PR #5080, opened 2019-12-04
remove Get File Sample By Hash - Generic - Test

adi88d:
## Status
Ready

## Related Issues
fixes: https://github.com/demisto/etc/issues/19841

## Description
The playbook `Get File Sample From Hash - Generic` use the playbook `Get File Sample By Hash` for the deprecated integration Carbon Black Enterprise Response(Go version) and for Cylance protect.

No need to test it in Carbon Black and for testing in Cylance Protect we have `Get File Sample By Hash - Cylance Protect - Test`

### DIFF
--- a/Tests/conf.json
+++ b/Tests/conf.json
@@ -1823,9 +1823,6 @@
             "playbookID": "efc817d2-6660-4d4f-890d-90513ca1e180"
         },
         {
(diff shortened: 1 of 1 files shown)


ShahafBenYakir:
I think this is not the right issue. Isn't it demisto/etc#19841?

PR #5084, opened 2019-12-04
Splunk - Changed command structure to new format

guykeller:
## Status
Ready

   - No

## Must have
- [ ] Tests
- [ ] Code Review

### DIFF
--- a/Integrations/SplunkPy/SplunkPy.py
+++ b/Integrations/SplunkPy/SplunkPy.py
@@ -205,129 +205,77 @@ def request(url, message, **kwargs):
     }
 
 
-service = None
-proxy = demisto.params()['proxy']
-if proxy:
+# COMMANDS
+
+def parse_raw_command():
+    raw = demisto.args()['raw']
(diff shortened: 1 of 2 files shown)


Integrations/SplunkPy/SplunkPy.py
```diff
@@ -205,44 +205,159 @@ def request(url, message, **kwargs):
...
+    raw = demisto.args()['raw']
+    rawDict = rawToDict(raw)
+    ec = {}
+    ec['Splunk.Raw.Parsed'] = rawDict
+    demisto.results({"Type": 1, "ContentsFormat": "json", "Contents": json.dumps(rawDict), "EntryContext": ec})
+    sys.exit(0)
+
+
+def notable_event_edit_command():
+    if not proxy:
```
ronykoz: why not handle_proxy()

guykeller: Because I'm not changing any logic on this PR, just changing the structure. Logic will be later, there are many such changes to make

PR #5088, opened 2019-12-04
Fixed description for ir-get-alarm command - LogRhythm

Shellyber:
## Status
Ready

## Related Issues
fixes: https://github.com/demisto/etc/issues/20409

## Description
Fixed description for ir-get-alarm command

   - No

## Technical writer review
- [ ] [YAML file

### DIFF
--- a/Integrations/integration-LogRhythm.yml
+++ b/Integrations/integration-LogRhythm.yml
@@ -536,8 +536,12 @@ script:
             start.setDate(start.getDate()-30);
             break;
         case 'Custom':
-            if(!startArg || !endArg){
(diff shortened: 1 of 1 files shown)


Shellyber:
@kirbles19 Please review the description change in ir-get-alarm command

yardensade:
Just to be sure, either one of the arguments is required, not both in the same time, right?

Shellyber:
@yardensade According to the issue, you can filter this command only by status and not by entity.
So fixed the description according to that

kirbles19:
@Shellyber Done.

PR #5105, opened 2019-12-05
Build shift

ShahafBenYakir:
## Status
Ready

## Description
Skipping for life

### DIFF
--- a/Tests/conf.json
+++ b/Tests/conf.json
@@ -2063,7 +2063,7 @@
 
         "_comment": "~~~ INSTANCE ISSUES ~~~",
         "VxStream": "Exceeded quota, remove in 1/1/19",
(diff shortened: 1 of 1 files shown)


Tests/conf.json
```diff
@@ -2000,6 +2000,8 @@
         }
     ],
     "skipped_tests": {
+        "Test-Detonate URL - Crowdstrike": "Issue 19439",
```
guyfreund: @ShahafBenYakir - https://github.com/demisto/etc/issues/19439 has been closed, are you sure it's related? Seems like a mistake in the issue number.

ShahafBenYakir: Seems like a mistake indeed, you can run locally and if passed you can un-skip and see that it passes.

PR #5106, opened 2019-12-06
Slack - polling incremental backoff

liorblob:
## Status
Ready

## Related Issues
fixes: https://github.com/demisto/etc/issues/20529

## Description
Added polling intervals according to amount of time passed

   - No

## Must have
- [X] Tests
- [ ] Code Review


Integrations/Slack/Slack.py
```diff
@@ -649,6 +663,28 @@ def check_for_answers(now: datetime):
     set_to_latest_integration_context('questions', questions)
 
 
+def get_poll_minutes(current_time: datetime, received: Optional[str]):
```
Itay4:
```suggestion
def get_poll_minutes(current_time: datetime, received: Optional[str]) -> int:
```

Integrations/Slack/Slack.py
```diff
@@ -1250,6 +1286,7 @@ def save_entitlement(entitlement, thread, reply, expiry, default_response):
         'entitlement': entitlement,
         'reply': reply,
         'expiry': expiry,
+        'received': datetime.strftime(get_current_utc_time(), DATE_FORMAT),
```
Itay4: i think `sent` is more clear than `received`

Integrations/Slack/Slack.py
```diff
@@ -98,6 +102,13 @@ def test_module():
     demisto.results('ok')
 
 
+def get_current_utc_time():
```
Itay4:
```suggestion
def get_current_utc_time() -> datetime.datetime:
```

PR #5111, opened 2019-12-08
Packagify unzipfile

jochman:
## Status
Ready

## Description
Just packagify

   - No


Scripts/UnzipFile/UnzipFile.yml
```diff
@@ -0,0 +1,50 @@
...
+  id: UnzipFile
+  version: -1
+enabled: true
+name: UnzipFile
+outputs:
+- contextPath: ExtractedFiles
+  description: A list of file names that were extracted from the ZIP file.
+  type: Unknown
+script: '-'
+subtype: python3
```
Itay4:
```suggestion
subtype: python2
```

Scripts/UnzipFile/UnzipFile.yml
```diff
@@ -0,0 +1,50 @@
...
+system: false
+tags:
+- Utility
+- file
+timeout: '0'
+type: python
+dockerimage45: demisto/7zip
```
Itay4: why ?

jochman: no tag, so I'm preserving bc.

Itay4: `latest` is redundant in this case, lets keep the docker image as is

PR #5119, opened 2019-12-08
Fix opening threads ewsv2

jochman:
# Status
Ready

## Related Issues
related: https://github.com/demisto/etc/issues/20566

   - No

## Must have
- [X] Tests
- [X] Documentation (with link to it)
- [X] Code Review

### DIFF
--- a/Integrations/EWSv2/CHANGELOG.md
+++ b/Integrations/EWSv2/CHANGELOG.md
@@ -1,5 +1,5 @@
 ## [Unreleased]
-
+Fixed issue where threads not closed after executing commands.
 
 ## [19.11.1] - 2019-11-26
 - Logging improvement.
--- a/Integrations/EWSv2/EWSv2.py
+++ b/Integrations/EWSv2/EWSv2.py
@@ -2087,6 +2087,7 @@ def main():
     finally:
         try:
             if isinstance(config, Configuration):
+                # Sometimes new threads are created but never killed, so killing them manually.
                 config.protocol.thread_pool.terminate()
         except Exception:
             demisto.debug("Error was found in terminating threads in config.protocol, ignoring.")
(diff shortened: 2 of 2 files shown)


Itay4:
@jochman @IkaDemisto lets make sure this makes it to the release

IkaDemisto:
@glicht @Itay4 we don't gain any improvement in `EWS v2` integration with this change in contrast to `EWS Mail Sender`. Thread numbers remains fixed size with/without this change and there is no impact on memory usage inside docker container. However terminating thread pool will have negative effect and will break all integration's commands that use indirectly `EWSPooledMixIn` class (is using protocol.thread_pool also https://github.com/ecederstrand/exchangelib/blob/10fc6d8f73894f11c4f131da2d7d983947fbfac9/exchangelib/services/common.py). 
error
Probably there is a solution to close/terminate thread pool in less aggressive way without breaking other functionality of `exchagelib` but my suggestion is not to merge this changes.

jochman:
> @glicht @Itay4 we don't gain any improvement in `EWS v2` integration with this change in contrast to `EWS Mail Sender`. Thread numbers remains fixed size with/without this change and there is no impact on memory usage inside docker container. However terminating thread pool will have negative effect and will break all integration's commands that use indirectly `EWSPooledMixIn` class (is using protocol.thread_pool also https://github.com/ecederstrand/exchangelib/blob/10fc6d8f73894f11c4f131da2d7d983947fbfac9/exchangelib/services/common.py).
> error
> Probably there is a solution to close/terminate thread pool in less aggressive way without breaking other functionality of `exchagelib` but my suggestion is not to merge this changes.

I think that @IkaDemisto is right, We've already seen that there's a problem with this change and I'm afraid that the change that we did in EWSMailSender is also problematic, but we need to wait for feedback.

jochman:
@IkaDemisto, Shall I merge?

PR #5132, opened 2019-12-09
UnitTestFilters

dantavori:
## Status
Ready

## Related Issues
fixes: https://github.com/demisto/etc/issues/20568
fixes: https://github.com/demisto/etc/issues/19892

## Description
- Added support for test filters in packs.
- configure_tests.py will now ignore deprecated integrations/scripts/playbooks.

   - No


Tests/scripts/configure_tests.py
```diff
@@ -228,13 +242,26 @@ def get_test_ids(check_nightly_status=False):
...
     for integration in integration_set:
         integration_id = list(integration.keys())[0]
         integration_data = list(integration.values())[0]
         if integration_id in integration_ids:
-            integration_to_command[integration_id] = integration_data.get('commands', [])
+            integration_commands = set(integration_data.get('commands', []))
+            integration_deprecated_commands = set(integration_data.get('deprecated_commands', []))
+            if integration_deprecated_commands:
+                deprecated_names = ', '.join(integration_deprecated_commands)
+                deprecated_commands_string += '{}: {}\n'.format(integration_id, deprecated_names)
```
ronykoz: it can be done in line 260

Tests/scripts/configure_tests.py
```diff
@@ -347,17 +375,100 @@ def collect_changed_ids(integration_ids, playbook_names, script_names, modified_
...
+            script_data = list(script.values())[0]
+            if script_data.get('deprecated', False):
+                deprecated_scripts_string += '   ' + script_name + '\n'
+                script_names.remove(script_name)
+
+    if deprecated_scripts_string:
+        deprecated_message = '  The following scripts are deprecated and are not taken ' \
+                             'into account in the test collection:\n{}\n'.format(deprecated_scripts_string)
+
+    return deprecated_message
```
ronykoz: i think that all of those functions are generic, maybe we should create one function for all of them

ronykoz:
Looks good!

Tests/scripts/configure_tests.py
dantavori: outside the for loop?

ronykoz:
Lets just change the printing as discussed, and check the commands for integrations

PR #5133, opened 2019-12-09
Final fix thread ewsmailsender

jochman:
## Status
Ready

## Description
Used a less aggressive way to kill threads.

   - No

TESTED AND WORKING


glicht:
Looking at: https://github.com/ecederstrand/exchangelib/blob/master/exchangelib/protocol.py#L359 I see that exchangelib later changed to use terminate and close+join.

jochman:
@glicht it failed on a different playbook everytime, might need to force merge it.

jochman:
so I messed things up, opening a new pr.

PR #5134, opened 2019-12-09
Deprecated Intezer v1 and fixed Intezer v2 test

DeanArbel:
## Status
Ready

## Description
Deprecated Intezer v1, and changed the Intezer test to reflect that they now support `md5`.

   - No


DeanArbel:
Removed `docs-approved` due to adding additional changes to the playbooks

PR #6863, opened 2020-05-08
[Marketplace] -  index update and images encode fix

IkaDemisto:
## Status
- [ ] In Progress
- [x] Ready

## Related Issues
fixes: https://github.com/demisto/etc/issues/24075

## Description
- Integration images url with special character fix (added url encoding).
- Fixed inconsistency in updating index. In case that pack had initial `1.0.0` version and no release Notes (no ReleaseNotes folder), `changelog.json` was deleted from every second build (one was creating `changelog.json` properly and second build deleted it). 
Workaround for that is to copy `changelog.json` file from index to pack folder in such case (without modifying).


IkaDemisto:
@amshamah419 please take a look, instead of fixing this edge case in `update_index_folder`, just copied `changelog.json` in line 637 (it only happens in `1.0.0` version).

PR #6884, opened 2020-05-10
[Marketplace] - fixed changelog.json index update

IkaDemisto:
## Status
- [ ] In Progress
- [x] Ready
- [ ] In Hold

## Description
Fixed index changelog.json update.


Tests/Marketplace/upload_packs.py
```diff
@@ -555,7 +555,6 @@ def main():
             continue
 
         pack.status = PackStatus.SUCCESS.name
-        pack.cleanup()
```
yuvalbenshalom, line 558: @IkaDemisto why do you remove the pack cleanup?

IkaDemisto: No need for it and because of it wrong uploaded version is printed in the summary.

PR #6901, opened 2020-05-10
Logrhythm - Added NTLM Support

guykeller:
## Status
- [x] In Progress
- [ ] Ready

## Related Issues
fixes: https://github.com/demisto/etc/issues/23964

## Description
LogRhythm did not support windows authentication until now,  and such authentication would cause errors.
That problem is now fixed.

   - [ ] No

## Must have
- [ ] Tests
- [ ] Documentation


Packs/LogRhythm/Integrations/integration-LogRhythm.yml
```diff
@@ -354,21 +382,45 @@ script:
     };
 
     var sendRequest = function(envelope, soapAction, apiUrl) {
+        username = params.Credentials.identifier.split('\\')[1]
```
ronykoz, line 385: why do we need the `\` ?

Packs/LogRhythm/Integrations/integration-LogRhythm.yml
```diff
@@ -47,6 +47,16 @@ configuration:
   name: incidentType
   type: 13
   required: false
+- display: Use Windows Authentication
+  name: use_ntlm
+  defaultvalue: "false"
+  type: 8
+  required: false
+- display: Domain of windows authentication user (used for windows authentication)
```
ronykoz, line 55: Shouldn't it be 
```suggestion
- display: Domain of windows authentication server (used for windows authentication)
```

Packs/LogRhythm/Integrations/integration-LogRhythm.yml
guykeller: Because that's how we are expected to send it when using NTLM for some reason

kirbles19:
@guykeller Done.

PR #6929, opened 2020-05-11
Check proxy and 'fields' argument in submit hec event

ag3ntsc4rn:
## Status
- [x] In Progress
- [ ] Ready

## Related Issues
fixes: link to the issue

## Description
The submit-hec command did not check for proxy before the request. This PR adds that check.
The fields argument was not being used as prescribed by Splunk. Fields should be a json payload. PR handles that.

## Screenshots

## Minimum version of Demisto
- [ ] 4.5.0
- [ ] 5.0.0
- [ ] 5.5.0

   - [ ] Yes
       - Further details:
   - [x] No

## Must have
- [ ] Tests
- [ ] Documentation 

## Demisto Partner?

### DIFF
--- a/Packs/SplunkPy/Integrations/SplunkPy/SplunkPy.py
+++ b/Packs/SplunkPy/Integrations/SplunkPy/SplunkPy.py
@@ -13,6 +13,7 @@ import requests
 import urllib3
 import io
 import re
+import time
 urllib3.disable_warnings(urllib3.exceptions.InsecureRequestWarning)
 
 # Define utf8 as default encoding
@@ -529,15 +530,18 @@ def splunk_submit_event_hec(hec_token, baseurl, event, fields, host, index, sour
     if hec_token is None:
         raise Exception('The HEC Token was not provided')
 
-    args = assign_params(
-        event=event,
-        host=host,
-        fields={'fields': fields} if fields else None,
-        index=index,
-        sourcetype=source_type,
-        source=source,
-        time=time_
-    )
+    args = {}
+    args["event"] = event
+    args["host"] = host
+    if fields:
+        args["fields"] = json.loads(fields)
+    args["index"] = index
+    args["sourcetype"] = source_type
+    args["source"] = source
+    if time_:
+        args["time"] = time_
+    else:
+        args["time"] = round(time.time())
 
     headers = {
         'Authorization': 'Splunk {}'.format(hec_token),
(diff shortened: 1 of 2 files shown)


Packs/SplunkPy/Integrations/SplunkPy/SplunkPy.py
```diff
@@ -549,8 +553,12 @@ def splunk_submit_event_hec(hec_token, baseurl, event, fields, host, index, sour
     return response
 
 
-def splunk_submit_event_hec_command():
-
+def splunk_submit_event_hec_command(proxy):
+    if not proxy:
```
guykeller, line 557: Is there a reason not to use `handle_proxy` here?

Packs/SplunkPy/Integrations/SplunkPy/SplunkPy.py
```diff
@@ -529,15 +530,18 @@ def splunk_submit_event_hec(hec_token, baseurl, event, fields, host, index, sour
...
+    args["host"] = host
+    if fields:
+        args["fields"] = json.loads(fields)
+    args["index"] = index
+    args["sourcetype"] = source_type
+    args["source"] = source
+    if time_:
+        args["time"] = time_
+    else:
+        args["time"] = round(time.time())
```
guykeller, line 544: please explain the goal of this change

Packs/SplunkPy/Integrations/SplunkPy/SplunkPy.py
ag3ntsc4rn: Thank you for the review comment. We can use handle_proxy. I was not aware of this common method mainly because the original author has not used it too. If you look at splunk_edit_notable_event_command, it did not use it hence i did not.  Please let me know if I should make the change.

Packs/SplunkPy/Integrations/SplunkPy/SplunkPy.py
ag3ntsc4rn: Again, thank you for this too. We can use assign_params, but the way the fields param is parsed, is not correct according to what Splunk needs. Fields is supposed to contain key value pairs that is not part of the event.
Splunk reference: https://docs.splunk.com/Documentation/Splunk/8.0.3/Data/IFXandHEC
Snippet from that page:

> Assign the fields property to a JSON object that contains the custom fields to be indexed, as key-value pairs. For example, the following fields property, from within an HTTP request sent to the Splunk server, specifies two custom fields—club and wins:

So we should have something like this:
`args = assign_params(
        event=event,
        host=host,
        fields=json.loads(fields) if fields else None,
        index=index,
        sourcetype=source_type,
        source=source,
        time=time_
    )`

ag3ntsc4rn:
I have updated the code.

guykeller:
@ag3ntsc4rn 
Due to internal changes, your PR had to be closed.
Please delete the current fork, create a new one and add your changes there.
Apologies for the inconvenience

PR #6932, opened 2020-05-12
PAN-OS running ***panorama-get-url-category*** multiple times present…

bakatzir:
…ed in the war room data from the context.

## Status
- [x] Ready

## Related Issues
fixes: https://github.com/demisto/etc/issues/24386

## Screenshots
in the issue

## Minimum version of Demisto
- [x] 3.5.0

   - [x] No

## Must have
- [x] Tests - no, as we do not have the urlfiltering license in all of our instances.
- [x] Documentation


Packs/Legacy/Integrations/Panorama/Panorama.py
```diff
@@ -2228,27 +2228,38 @@ def panorama_get_url_category_command(url_cmd: str):
     urls = argToList(demisto.args()['url'])
 
     categories_dict: Dict[str, list] = {}
+    categories_dict_hr: Dict[str, list] = {}
```
ronykoz, line 2231: not sure why do we need it if we have categories_dict

bakatzir: I want to have a separate one for the HR, as `categories_dict` is used to populate the data from the context, so we can add new urls to already pre defined categories in the context.

bakatzir:
Last build passed, files changed location as part of marketplace.

bakatzir:
conflicts with changelog due to release, merging.

PR #6933, opened 2020-05-12
Fixed ipv4Regex to not catch cidr regexs

hod-alpert:
## Status
- [ ] In Progress
- [x] Ready

## Related Issues
fixes: demisto/etc#24389

## Description
ipv4Regex in CommonServerPython catches also cidrs and not only ips
the fix allows only the string's end or any character that's not '/'

   - [x] Yes
       - Further details:
   - [ ] No

## Must have
- [x] Tests
- [x] Documentation


kirbles19:
@hod-alpert Done.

◆ ◆ ◆ ◆ ◆ ◆ ◆

How to complete this task
Filter the entries above and copy only the lines that hold "kwargs".

Your solution
@@ -205,129 +205,77 @@ def request(url, message, **kwargs):
@@ -205,44 +205,159 @@ def request(url, message, **kwargs):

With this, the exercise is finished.